Como veremos a continuación, la definición de la Real Academia Española, no sólo es pobre, sino también incompleta e ineficiente.

Orígenes

CommonsenseLos intentos de “prensa artesanal” pueden encontrarse casi desde el mismo momento de invención de la imprenta.  Son ejemplos célebres, la impresión de Las 95 tesis de Lutero, en 1517, o el panfleto Common Sense de Thomas Paine,  editado de manera anónima en 1776 durante la revolución norteamericana. Sin embargo, la cultura del fanzine proviene de una tradición posterior, formada a dos aguas entre EE.UU. e Inglaterra, y que tiene un doble origen. Por un lado, la aparición de las Amateur Press Asociations, agrupaciones de aficionados, para dieron lugar a propuestas periodísticas y literarias; y por otro, los clubes de aficionados a la ciencia ficción, en auge en las primeras décadas del siglo XX, surgidos al calor de las publicaciones populares y la literatura de masas. Muchos de los miembros de estos clubes sentían la necesidad no ya de sólo consumir los temas de su afición, sino también de producirlos, de aportar. En la interacción de estas formas, podemos rastrear el origen del fanzine. Veamos, paso a paso, cuál fue su evolución.

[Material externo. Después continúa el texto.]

PR #847, opened 2026-05-27
Add sdwan (20.18+) jwt token based auth support for pyats nac-test testcases

Anush-Mangaluru:
## Description

Introduces the `CredentialSet` dataclass and multi-credential-set support to `CONTROLLER_REGISTRY`, replacing the old `CREDENTIAL_PATTERNS` dictionary. Each controller can now define multiple ordered credential combinations (e.g., SDWAN supports both API token and username/password). The first fully-satisfied set wins, and the winning `CredentialSet` is exposed via `get_matched_credential_set()` for downstream auth adapters in nac-test-pyats-common.

Also simplifies `_find_credential_sets()` — removes per-variable present/missing tracking (`CredentialSetStatus` TypedDict) in favor of a simple boolean `has_any_var` check. Incomplete credential error messages now show "incomplete credentials" with all accepted credential sets listed, rather than reporting specific missing variables (the code to keep the previous behavior is more complex, with little gain, really [edited oboehmer]).

## Closes

- https://github.com/netascode/nac-test/issues/854 (feature request)

## Related Issue(s)

- Related to nac-test-pyats-common issue : https://github.com/netascode/nac-test-pyats-common/issues/34
- Parent feature request - - Internal NAC-SDWAN issue #1110

## Type of Change

- [x] Documentation update

## Test Framework Affected

- [ ] PyATS
- [ ] Robot Framework
- [x] Both

- [ ] ACI (APIC)
- [x] Catalyst SD-WAN (SDWAN Manager / vManage)
- [ ] Meraki (Cloud-managed)
- [ ] Hyperfabric
- [x] All architectures

## Platform Tested

- [x] macOS (version tested: macOS with Python 3.13.5)

## Key Changes

- **`nac_test/utils/controller.py`** (294 lines changed):
  - Added `CredentialSet` dataclass with `env_vars`, `label`, and `auth_method` attributes
  - Added `credential_sets` (ordered list)
  - Removed `CREDENTIAL_PATTERNS` backward-compatible dictionary
  - Removed `CredentialSetStatus` TypedDict
  - SDWAN registry entry now has two credential sets: API Token (20.18+, `auth_method="token"`) and Username/Password (`auth_method="session"`)
  - `_find_credential_sets()`: simplified to track `has_any_var` boolean instead of per-variable present/missing lists; returns `tuple[list[str], list[str], dict[str, CredentialSet]]`
  - `detect_controller_type()`: stores winning `CredentialSet` in module-level `_matched_credential_sets` cache; incomplete error messages now list all accepted credential sets
  - Added `get_matched_credential_set()` — public API for nac-test-pyats-common to retrieve the winning credential set and determine `auth_method`
- **`nac_test/utils/environment.py`** (33 lines changed):
  - `validate_controller_env()`: checks credential sets with early return before requiring username/password
- **`tests/utils/test_controller.py`** (227 lines changed):
  - 43 unit tests covering credential set matching, multi-set priority, partial detection, IOSXE alternative URLs, error formatting, and `get_matched_credential_set()` API
  - Updated assertions from `"missing X_VAR"` → `"incomplete credentials"` format
- **`tests/unit/pyats_core/common/test_base_test_iosxe_credentials.py`**:
  - Updated 1 assertion to match new "incomplete credentials" error format
- **`dev-docs/PRD_AND_ARCHITECTURE.md`** (137 lines changed):
  - Removed stale `CREDENTIAL_PATTERNS` definition
  - Updated detection algorithm pseudocode (`partial_sets` → `partial_controllers`)
  - Updated flow diagram node from "Track best partial match" → "Track as partial if any env_var was set"
- **`CHANGELOG.md`**: Added credential set support entry
- **`README.md`**: Updated credential documentation

## Testing Done

- [ ] Integration tests performed

### Test Commands Used

```bash
# 971 unit tests pass (917 unit + 54 utils/test_controller.py)
cd nac-test && python -m pytest tests/utils/test_controller.py tests/unit/ -x -q

# Verified token credential set detection
export SDWAN_URL=https://x.x.x.x
export SDWAN_API_TOKEN=<jwt_token>
nac-test -d standard -d standard_2015 -d defaults.yaml -f jinja_filters -t test_aaa_2018_token_auth -o results-robot
nac-test -d standard -d standard_2015 -d defaults.yaml -f jinja_filters -t tests -o result-pyats --pyats

# Verified credential set matching
python -c "
from nac_test.utils.controller import detect_controller_type, get_matched_credential_set
ct = detect_controller_type()
cs = get_matched_credential_set(ct)
print(f'{ct}: {cs.label} (auth_method={cs.auth_method})')
"
# Output: SDWAN: API Token (20.18+) (auth_method=token)
```

## Checklist

- [x] Documentation updated (if applicable)
- [ ] No new warnings introduced
- [x] CHANGELOG.md updated (if applicable)

## Additional Notes

- The _matched_credential_sets module-level dict is re-populated in each PyATS subprocess via NACTestBase.setup() → detect_controller_type(). The env vars (which are inherited across subprocess boundaries) are the real source of truth; the dict is an in-process cache.
- Credential set order in CONTROLLER_REGISTRY determines priority: for SDWAN, token auth is checked first (newer method for 20.18+), falling back to username/password session auth. Users can force session auth by unsetting SDWAN_API_TOKEN.

## Additional Testing Done

**PYATS Tests :-** 

1. No env vars
```
ERROR - No controller credentials found in environment

❌ Controller detection failed:
No controller credentials found in environment.

Controller credentials are required for ALL test types (API and D2D).
The framework uses these to determine the architecture context.

Please set environment variables for ONE of the following controller types:

ACI:
  export ACI_URL=<value>
  export ACI_USERNAME=<value>
  export ACI_PASSWORD=<value>

SDWAN:
  (API Token (20.18+)):
  export SDWAN_URL=<value>
  export SDWAN_API_TOKEN=<value>
  Or
  (Username/Password):
  export SDWAN_URL=<value>
  export SDWAN_USERNAME=<value>
  export SDWAN_PASSWORD=<value>

CC:
  export CC_URL=<value>
  export CC_USERNAME=<value>
  export CC_PASSWORD=<value>

MERAKI:
  export MERAKI_URL=<value>
  export MERAKI_USERNAME=<value>
  export MERAKI_PASSWORD=<value>

FMC:
  export FMC_URL=<value>
  export FMC_USERNAME=<value>
  export FMC_PASSWORD=<value>

ISE:
  export ISE_URL=<value>
  export ISE_USERNAME=<value>
  export ISE_PASSWORD=<value>

IOSXE:
  export IOSXE_URL=<value>

Example for ACI:
  export ACI_URL=https://apic.example.com
  export ACI_USERNAME=admin
  export ACI_PASSWORD=yourpassword

Note: Set credentials for only ONE controller type at a time.
```
2. Only SDWAN URL:
```
❌ Controller detection failed:
Incomplete controller credentials detected:
  - SDWAN: incomplete credentials
    Accepted credential sets:
      - API Token (20.18+): SDWAN_URL + SDWAN_API_TOKEN
      - Username/Password: SDWAN_URL + SDWAN_USERNAME + SDWAN_PASSWORD

Please provide ALL required environment variables for your controller type.
```
3. Only SDWAN URL and User
```
ERROR - Incomplete credentials: ['SDWAN']

❌ Controller detection failed:
Incomplete controller credentials detected:
  - SDWAN: incomplete credentials
    Accepted credential sets:
      - API Token (20.18+): SDWAN_URL + SDWAN_API_TOKEN
      - Username/Password: SDWAN_URL + SDWAN_USERNAME + SDWAN_PASSWORD

Please provide ALL required environment variables for your controller type.
```
4. Only SDWAN URL and pass
```
ERROR - Incomplete credentials: ['SDWAN']

❌ Controller detection failed:
Incomplete controller credentials detected:
  - SDWAN: incomplete credentials
    Accepted credential sets:
      - API Token (20.18+): SDWAN_URL + SDWAN_API_TOKEN
      - Username/Password: SDWAN_URL + SDWAN_USERNAME + SDWAN_PASSWORD

Please provide ALL required environment variables for your controller type.
```
5. SDWAN URL, user and wrong pass
Failed testcases

6. Only SDWAN URL, user and right pass
Passed testcases

7. Only SDWAN URL and right token
Pass testcases

8. Only SDWAN URL and wrong token header
Failed testcases

9. Only SDWAN URL and wrong token payload
Failed testcases

10. Only SDWAN URL and wrong token signature
Failed testcases

11. User, SDWAN URL, right password and right token
Passed testcases

12. User, SDWAN URL, wrong pass and right token
Passed testcases

13. User, SDWAN URL, right password and wrong token
Failed testcases

**Robot tests :-**

14. No env var
Failure

15. Only SDWAN URL
Failure

16. Only user and SDWAN URL
Failure

17. Only user, good  pass and SDWAN URL 
Pass

18. Only user, bad pass and SDWAN URL
Failure

19. Only pass and SDWAN URL
Failure

20. SDWAN URL and good token
Pass

21. SDWAN URL and wrong token header
Failure

22. SDWAN URL and wrong token payload
Failure

23. SDWAN URL and wrong token signature
Failure

24. SDWAN URL and user, wrong pass and right token
pass

25. SDWAN URL and user, right pass and wrong token
Fail

26. SDWAN URL and user, right pass and right token
Pass

### DIFF
--- a/nac_test/utils/controller.py
+++ b/nac_test/utils/controller.py
@@ -226,23 +226,7 @@ def detect_controller_type() -> ControllerTypeKey:
 
     # Check for incomplete credentials
     if not complete_sets and partial_controllers:
-        lines_parts: list[str] = []
-        for controller in partial_controllers:
-            config = CONTROLLER_REGISTRY[controller]
-            set_descriptions = [
-                f"{cs.label}: {' + '.join(cs.env_vars)}"
-                for cs in config.credential_sets
-            ]
-            line = f"{controller}: incomplete credentials"
-            line += "\n    Accepted credential sets:\n"
-            line += "\n".join(f"      - {desc}" for desc in set_descriptions)
-            lines_parts.append(line)
-        lines = "\n".join(f"  - {info}" for info in lines_parts)
-        error_message = (
-            f"Incomplete controller credentials detected:\n"
-            f"{lines}\n\n"
-            f"Please provide ALL required environment variables for your controller type."
-        )
+        error_message = _format_incomplete_credentials_error(partial_controllers)
         logger.error(f"Incomplete credentials: {partial_controllers}")
         raise ValueError(error_message)
 
@@ -306,6 +290,45 @@ def _find_credential_sets() -> tuple[list[str], list[str], dict[str, CredentialS
             partial_controllers.append(controller_type)
 
     return complete_sets, partial_controllers, matched_creds
+
+
+def _format_incomplete_credentials_error(partial_controllers: list[str]) -> str:
+    """Format error message for incomplete controller credentials.
+
+    Creates a detailed error message listing each partially configured
+    controller and its accepted credential sets, so the user knows
+    exactly which variables are needed.
+
+    Args:
+        partial_controllers: List of controller types with partial credentials.
+
+    Returns:
+        Formatted error message with accepted credential sets.
+
+    Example:
+        >>> error = _format_incomplete_credentials_error(["SDWAN"])
+        >>> print(error)
+        Incomplete controller credentials detected:
+        ...
+    """
+    lines_parts: list[str] = []
+    for controller in partial_controllers:
+        config = CONTROLLER_REGISTRY[controller]
+        set_descriptions = [
+            f"{cs.label}: {' + '.join(cs.env_vars)}"
+            for cs in config.credential_sets
+        ]
+        line = f"{controller}: incomplete credentials"
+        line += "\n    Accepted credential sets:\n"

La prensa aficionada, puede rastrearse ya en el siglo XIX, con las primeras formaciones de Amateur Press Asociation -por lo general, abreviadas como APA-. Si bien, en el funcionamiento de estas asociaciones hay variaciones de toda clase, a grades rasgos, los miembros participantes de una APA producen páginas que envían a uno de sus integrantes, quien cumple el rol de Distribuidor o Correo Central, y que a su vez,  las recopila y re-distribuye a los demás los miembros del grupo. Esta recopilación de distribución restringida, se conoce como apazine. Por norma, los participantes emiten tantas copias de su contribución como miembros tiene la asociación. Además, hacen un aporte monetario para un fondo común que permita cubrir costos operativos, como la reproducción de los trabajos, si es necesario, o el envío por correo de los apazines. Esto lleva a establecer un límite en el número de miembros y a tener una lista de espera para nuevos ingresos, si es necesario. En algunos casos, a las personas en lista de espera se les permite contribuir y recibir el exceso de apazines proporcionados por los miembros.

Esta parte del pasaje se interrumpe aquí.